The invention thus provides a method of inducing pluripotency in a cell of lower relative potency that is derived from a domestic animal or a farm animal.

Claims

1.-27. (canceled)

28. A porcine, ovine or canine induced pluripotent stem cell (iPSC), wherein the iPSC expresses one or more or all of the genes selected from LMNA, HTRA1, PHLDA1, FGF1 and GASK1B.

29. The porcine, ovine or canine iPSC according to claim 28, wherein the iPSC expresses all of LMNA, HTRA1, PHLDA1, FGF1 and GASK1B.

30. The porcine, ovine or canine iPSC according to claim 28, derived from a neural stem cell (NSC).

31. A porcine iPSC according to claim 28.

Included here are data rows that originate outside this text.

Issue #2214, opened 2025-06-26
Tracking issue for supporting Podman on Asterinas


StevenJiang1110:
This issue tracks the lacking features for support Podman on Asterinas.

# What is Podman 

Podman is a container management tool used to create, manage, and run containers. Many of you are likely already familiar with Docker, and Podman provides a user interface that is nearly identical to Docker’s. According to the Podman documentation, in many cases, you can simply set `alias docker=podman` and run Docker commands without any issues. Commands such as podman pull, push, run, exec, and create share the same syntax and semantics as their Docker counterparts, making the transition straightforward.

32. An ovine iPSC according to claim 28.

33. A porcine iPSC according to claim 30.

34. An ovine iPSC according to claim 30.

35. A porcine or ovine iPSC according to claim 28, derived from an NSC, and wherein the iPSC expresses all of LMNA, HTRA1, PHLDA1, FGF1 and GASK1B.

36. The porcine, ovine or canine iPSC according to claim 28, wherein the iPSC additionally expresses all of NANOG, REX1, SSEA-3 and SSEA-4.

37. A population of porcine, ovine or canine iPSCs, wherein at least 50% of the iPSCs express all of the genes selected from LMNA, HTRA1, PHLDA1, FGF1 and GASK1B.

38. The population according to claim 37, wherein at least 90% of the iPSCs express one or more or all of the genes selected from LMNA, HTRA1, PHLDA1, FGF1 and GASK1B.

39. The population according to claim 37, wherein at least 95% of the iPSCs express all of the genes selected from LMNA, HTRA1, PHLDA1, FGF1 and GASK1B.

40. The population according to claim 37, derived from neural stem cells (NSCs).

41. The population according to claim 39, derived from neural stem cells (NSCs).

42. A method of inducing pluripotency, comprising culturing porcine, ovine or canine neural stem cells (NSCs) in the presence of non-integrating vectors that express one or more reprogramming factors.

43. The method according to claim 42, wherein the reprogramming factors are selected from two or more or all of Oct4, Sox2, cMyc and Klf4.

44. The method according to claim 42, wherein the reprogramming factors comprise at least Oct4 and cMyc.

45. The method according to claim 42, wherein the vectors are Sendai viral vectors.

46. The method according to claim 42, for producing porcine, ovine or canine iPSCs that express all of the genes selected from LMNA, HTRA1, PHLDA1, FGF1 and GASK1B.

47. The method according to claim 42, for producing porcine or ovine iPSCs that express all of the genes selected from LMNA, HTRA1, PHLDA1, FGF1 and GASK1B.